Stored data
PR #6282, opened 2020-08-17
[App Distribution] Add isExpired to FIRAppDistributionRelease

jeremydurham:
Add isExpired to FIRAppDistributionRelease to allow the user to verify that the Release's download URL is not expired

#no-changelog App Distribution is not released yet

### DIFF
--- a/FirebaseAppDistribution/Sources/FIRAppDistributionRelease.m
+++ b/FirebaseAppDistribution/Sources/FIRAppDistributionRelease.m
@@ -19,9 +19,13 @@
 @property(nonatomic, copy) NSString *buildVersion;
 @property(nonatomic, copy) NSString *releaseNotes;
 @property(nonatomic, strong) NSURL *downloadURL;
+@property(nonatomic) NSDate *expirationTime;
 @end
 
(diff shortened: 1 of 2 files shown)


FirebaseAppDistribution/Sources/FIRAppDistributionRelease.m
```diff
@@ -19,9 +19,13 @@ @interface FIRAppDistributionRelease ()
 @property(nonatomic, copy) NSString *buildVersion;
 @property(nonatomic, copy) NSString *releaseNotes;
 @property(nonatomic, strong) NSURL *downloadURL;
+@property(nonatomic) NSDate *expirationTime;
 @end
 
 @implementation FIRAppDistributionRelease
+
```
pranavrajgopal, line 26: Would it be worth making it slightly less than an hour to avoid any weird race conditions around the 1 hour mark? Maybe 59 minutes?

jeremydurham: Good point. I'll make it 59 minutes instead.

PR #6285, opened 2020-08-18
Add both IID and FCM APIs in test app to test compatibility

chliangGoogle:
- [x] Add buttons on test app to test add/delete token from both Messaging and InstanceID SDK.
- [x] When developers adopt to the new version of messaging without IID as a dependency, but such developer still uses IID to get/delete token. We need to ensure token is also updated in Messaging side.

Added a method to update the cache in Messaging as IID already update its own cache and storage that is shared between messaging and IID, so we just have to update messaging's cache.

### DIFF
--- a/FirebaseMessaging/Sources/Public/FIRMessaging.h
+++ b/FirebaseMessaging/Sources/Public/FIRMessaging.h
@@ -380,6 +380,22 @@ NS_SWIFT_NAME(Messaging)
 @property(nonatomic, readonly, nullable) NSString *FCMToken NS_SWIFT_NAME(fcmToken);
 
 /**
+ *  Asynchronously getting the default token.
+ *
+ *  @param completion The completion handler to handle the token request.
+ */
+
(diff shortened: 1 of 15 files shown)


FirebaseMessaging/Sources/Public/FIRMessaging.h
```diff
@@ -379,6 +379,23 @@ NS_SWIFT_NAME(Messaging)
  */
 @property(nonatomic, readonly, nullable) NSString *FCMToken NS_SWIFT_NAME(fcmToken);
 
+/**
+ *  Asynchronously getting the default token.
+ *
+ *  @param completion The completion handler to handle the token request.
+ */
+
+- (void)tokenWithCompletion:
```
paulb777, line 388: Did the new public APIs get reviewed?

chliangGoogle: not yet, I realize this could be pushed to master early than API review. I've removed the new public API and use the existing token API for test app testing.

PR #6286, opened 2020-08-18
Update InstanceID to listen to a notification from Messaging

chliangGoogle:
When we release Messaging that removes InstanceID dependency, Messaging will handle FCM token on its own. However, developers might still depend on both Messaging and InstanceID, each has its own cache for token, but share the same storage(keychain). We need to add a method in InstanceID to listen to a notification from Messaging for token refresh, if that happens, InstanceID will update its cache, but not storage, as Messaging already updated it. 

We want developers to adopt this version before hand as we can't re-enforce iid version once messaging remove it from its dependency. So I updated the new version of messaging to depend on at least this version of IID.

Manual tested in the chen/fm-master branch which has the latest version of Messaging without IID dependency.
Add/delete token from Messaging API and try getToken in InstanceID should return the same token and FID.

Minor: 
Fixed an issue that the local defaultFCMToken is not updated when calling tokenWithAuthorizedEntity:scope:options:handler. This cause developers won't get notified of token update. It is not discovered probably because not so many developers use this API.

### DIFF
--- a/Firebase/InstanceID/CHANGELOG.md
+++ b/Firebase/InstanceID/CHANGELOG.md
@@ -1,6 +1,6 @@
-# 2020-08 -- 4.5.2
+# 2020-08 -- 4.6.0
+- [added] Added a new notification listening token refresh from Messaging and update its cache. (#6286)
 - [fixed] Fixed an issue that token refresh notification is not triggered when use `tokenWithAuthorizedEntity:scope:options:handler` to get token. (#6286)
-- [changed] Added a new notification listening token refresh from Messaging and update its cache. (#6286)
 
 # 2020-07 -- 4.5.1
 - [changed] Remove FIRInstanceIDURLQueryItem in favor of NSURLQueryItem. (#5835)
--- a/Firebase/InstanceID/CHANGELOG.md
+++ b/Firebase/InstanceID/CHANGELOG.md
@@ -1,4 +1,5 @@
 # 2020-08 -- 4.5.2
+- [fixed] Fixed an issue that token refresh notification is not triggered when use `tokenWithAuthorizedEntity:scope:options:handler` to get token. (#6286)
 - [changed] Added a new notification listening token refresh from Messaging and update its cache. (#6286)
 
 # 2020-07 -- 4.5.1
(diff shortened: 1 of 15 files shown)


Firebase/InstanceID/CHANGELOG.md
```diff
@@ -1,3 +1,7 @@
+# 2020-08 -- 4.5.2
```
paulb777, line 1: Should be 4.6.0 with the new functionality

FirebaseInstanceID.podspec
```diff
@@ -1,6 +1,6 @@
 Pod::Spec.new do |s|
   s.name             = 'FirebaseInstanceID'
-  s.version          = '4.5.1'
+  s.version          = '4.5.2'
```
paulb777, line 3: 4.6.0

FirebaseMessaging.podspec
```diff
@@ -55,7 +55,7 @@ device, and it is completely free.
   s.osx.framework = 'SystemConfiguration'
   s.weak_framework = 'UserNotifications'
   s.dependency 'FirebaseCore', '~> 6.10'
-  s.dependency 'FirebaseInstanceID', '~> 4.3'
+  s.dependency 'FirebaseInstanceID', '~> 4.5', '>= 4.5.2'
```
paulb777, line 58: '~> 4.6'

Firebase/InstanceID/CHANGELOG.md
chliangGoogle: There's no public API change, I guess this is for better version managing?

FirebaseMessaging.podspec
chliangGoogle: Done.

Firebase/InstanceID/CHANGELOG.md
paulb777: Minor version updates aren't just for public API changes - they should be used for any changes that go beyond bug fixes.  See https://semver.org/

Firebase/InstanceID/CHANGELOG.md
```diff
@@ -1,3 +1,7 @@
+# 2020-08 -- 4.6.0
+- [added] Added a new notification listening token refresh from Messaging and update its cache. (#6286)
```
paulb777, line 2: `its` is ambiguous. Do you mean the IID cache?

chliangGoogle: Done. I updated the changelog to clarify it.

==

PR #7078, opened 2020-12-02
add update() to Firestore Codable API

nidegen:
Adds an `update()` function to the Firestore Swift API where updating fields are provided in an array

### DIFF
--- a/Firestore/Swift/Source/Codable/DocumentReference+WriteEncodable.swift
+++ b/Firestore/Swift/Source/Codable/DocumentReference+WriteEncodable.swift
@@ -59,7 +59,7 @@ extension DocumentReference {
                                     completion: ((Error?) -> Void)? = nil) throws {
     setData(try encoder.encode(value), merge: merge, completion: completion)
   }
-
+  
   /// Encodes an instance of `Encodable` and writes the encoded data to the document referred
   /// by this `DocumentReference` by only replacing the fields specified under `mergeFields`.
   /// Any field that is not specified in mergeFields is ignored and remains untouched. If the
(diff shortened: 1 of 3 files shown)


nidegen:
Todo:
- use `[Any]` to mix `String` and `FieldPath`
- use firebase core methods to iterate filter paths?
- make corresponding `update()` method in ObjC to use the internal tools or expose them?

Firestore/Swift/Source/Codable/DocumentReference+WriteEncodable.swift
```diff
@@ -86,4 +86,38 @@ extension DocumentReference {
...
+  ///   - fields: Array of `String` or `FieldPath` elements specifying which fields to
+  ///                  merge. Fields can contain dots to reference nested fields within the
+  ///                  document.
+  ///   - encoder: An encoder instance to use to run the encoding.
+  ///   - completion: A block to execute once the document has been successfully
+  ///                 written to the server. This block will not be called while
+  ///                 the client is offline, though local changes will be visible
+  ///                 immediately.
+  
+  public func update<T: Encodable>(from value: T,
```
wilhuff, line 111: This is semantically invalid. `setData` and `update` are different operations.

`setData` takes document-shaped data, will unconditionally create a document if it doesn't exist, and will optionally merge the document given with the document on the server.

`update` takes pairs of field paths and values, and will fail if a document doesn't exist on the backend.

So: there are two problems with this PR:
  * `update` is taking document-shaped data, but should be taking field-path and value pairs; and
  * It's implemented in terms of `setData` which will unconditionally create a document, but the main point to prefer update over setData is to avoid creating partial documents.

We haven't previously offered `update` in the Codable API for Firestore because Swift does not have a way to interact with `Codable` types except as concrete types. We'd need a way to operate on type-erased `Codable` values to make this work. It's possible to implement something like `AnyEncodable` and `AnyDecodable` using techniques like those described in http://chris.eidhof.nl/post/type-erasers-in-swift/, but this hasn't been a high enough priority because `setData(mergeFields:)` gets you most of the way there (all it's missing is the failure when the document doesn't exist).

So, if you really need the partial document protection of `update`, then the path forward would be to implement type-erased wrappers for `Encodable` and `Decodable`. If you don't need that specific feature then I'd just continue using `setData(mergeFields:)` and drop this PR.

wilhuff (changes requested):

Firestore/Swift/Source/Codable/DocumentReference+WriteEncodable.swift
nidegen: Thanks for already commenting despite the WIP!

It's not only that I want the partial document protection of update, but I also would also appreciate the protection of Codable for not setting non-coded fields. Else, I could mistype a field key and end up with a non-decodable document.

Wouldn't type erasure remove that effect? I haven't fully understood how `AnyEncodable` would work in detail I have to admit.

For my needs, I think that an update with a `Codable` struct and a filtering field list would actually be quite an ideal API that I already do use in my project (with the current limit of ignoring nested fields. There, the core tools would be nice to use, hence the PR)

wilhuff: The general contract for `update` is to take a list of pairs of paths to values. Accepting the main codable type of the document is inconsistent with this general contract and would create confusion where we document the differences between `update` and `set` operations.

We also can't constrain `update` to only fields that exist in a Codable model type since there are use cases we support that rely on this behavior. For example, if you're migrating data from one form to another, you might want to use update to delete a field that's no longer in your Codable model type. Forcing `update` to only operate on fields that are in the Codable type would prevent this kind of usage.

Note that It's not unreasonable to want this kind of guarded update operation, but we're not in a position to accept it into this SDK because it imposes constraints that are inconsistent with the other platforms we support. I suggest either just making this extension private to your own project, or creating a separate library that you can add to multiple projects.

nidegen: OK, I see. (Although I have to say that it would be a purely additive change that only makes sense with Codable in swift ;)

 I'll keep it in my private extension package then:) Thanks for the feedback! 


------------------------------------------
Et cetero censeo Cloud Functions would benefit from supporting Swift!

# Action item:
If a line in the records has the word "Thanks", copy that line.

# Reply:
nidegen: Thanks for already commenting despite the WIP!
 I'll keep it in my private extension package then:) Thanks for the feedback! 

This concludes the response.